== TASK BRIEF ==
Return every line of the data exactly as it stands.
....................
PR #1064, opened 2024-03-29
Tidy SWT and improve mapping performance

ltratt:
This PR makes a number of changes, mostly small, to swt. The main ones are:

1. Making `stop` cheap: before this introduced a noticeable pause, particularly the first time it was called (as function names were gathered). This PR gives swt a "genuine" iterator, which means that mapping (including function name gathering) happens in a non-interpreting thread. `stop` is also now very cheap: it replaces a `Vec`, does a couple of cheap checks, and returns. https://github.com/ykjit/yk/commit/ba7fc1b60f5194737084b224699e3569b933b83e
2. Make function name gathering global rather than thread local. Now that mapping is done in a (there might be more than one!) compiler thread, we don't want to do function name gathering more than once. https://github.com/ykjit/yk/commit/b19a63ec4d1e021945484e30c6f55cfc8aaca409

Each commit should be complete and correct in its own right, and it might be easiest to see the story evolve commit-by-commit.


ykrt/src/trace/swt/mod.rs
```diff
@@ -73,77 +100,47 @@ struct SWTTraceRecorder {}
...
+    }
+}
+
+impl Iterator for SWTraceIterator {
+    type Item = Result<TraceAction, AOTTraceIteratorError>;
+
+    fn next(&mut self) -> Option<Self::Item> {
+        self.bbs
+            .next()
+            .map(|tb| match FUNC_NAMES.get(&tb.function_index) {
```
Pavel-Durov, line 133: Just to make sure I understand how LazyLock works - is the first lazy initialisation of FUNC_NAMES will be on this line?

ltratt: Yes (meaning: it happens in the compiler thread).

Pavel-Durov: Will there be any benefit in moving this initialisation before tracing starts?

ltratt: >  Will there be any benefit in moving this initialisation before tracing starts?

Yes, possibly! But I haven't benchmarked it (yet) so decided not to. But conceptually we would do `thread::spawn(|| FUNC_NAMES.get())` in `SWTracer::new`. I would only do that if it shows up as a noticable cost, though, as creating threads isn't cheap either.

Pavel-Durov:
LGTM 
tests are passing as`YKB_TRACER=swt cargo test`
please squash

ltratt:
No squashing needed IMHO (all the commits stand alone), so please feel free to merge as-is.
....................
== OUTPUT FOR THIS EXERCISE ==
PR #1064, opened 2024-03-29
Tidy SWT and improve mapping performance

ltratt:
This PR makes a number of changes, mostly small, to swt. The main ones are:

1. Making `stop` cheap: before this introduced a noticeable pause, particularly the first time it was called (as function names were gathered). This PR gives swt a "genuine" iterator, which means that mapping (including function name gathering) happens in a non-interpreting thread. `stop` is also now very cheap: it replaces a `Vec`, does a couple of cheap checks, and returns. https://github.com/ykjit/yk/commit/ba7fc1b60f5194737084b224699e3569b933b83e
2. Make function name gathering global rather than thread local. Now that mapping is done in a (there might be more than one!) compiler thread, we don't want to do function name gathering more than once. https://github.com/ykjit/yk/commit/b19a63ec4d1e021945484e30c6f55cfc8aaca409

Each commit should be complete and correct in its own right, and it might be easiest to see the story evolve commit-by-commit.


ykrt/src/trace/swt/mod.rs
```diff
@@ -73,77 +100,47 @@ struct SWTTraceRecorder {}
...
+    }
+}
+
+impl Iterator for SWTraceIterator {
+    type Item = Result<TraceAction, AOTTraceIteratorError>;
+
+    fn next(&mut self) -> Option<Self::Item> {
+        self.bbs
+            .next()
+            .map(|tb| match FUNC_NAMES.get(&tb.function_index) {
```
Pavel-Durov, line 133: Just to make sure I understand how LazyLock works - is the first lazy initialisation of FUNC_NAMES will be on this line?

ltratt: Yes (meaning: it happens in the compiler thread).

Pavel-Durov: Will there be any benefit in moving this initialisation before tracing starts?

ltratt: >  Will there be any benefit in moving this initialisation before tracing starts?

Yes, possibly! But I haven't benchmarked it (yet) so decided not to. But conceptually we would do `thread::spawn(|| FUNC_NAMES.get())` in `SWTracer::new`. I would only do that if it shows up as a noticable cost, though, as creating threads isn't cheap either.

Pavel-Durov:
LGTM 
tests are passing as`YKB_TRACER=swt cargo test`
please squash

ltratt:
No squashing needed IMHO (all the commits stand alone), so please feel free to merge as-is.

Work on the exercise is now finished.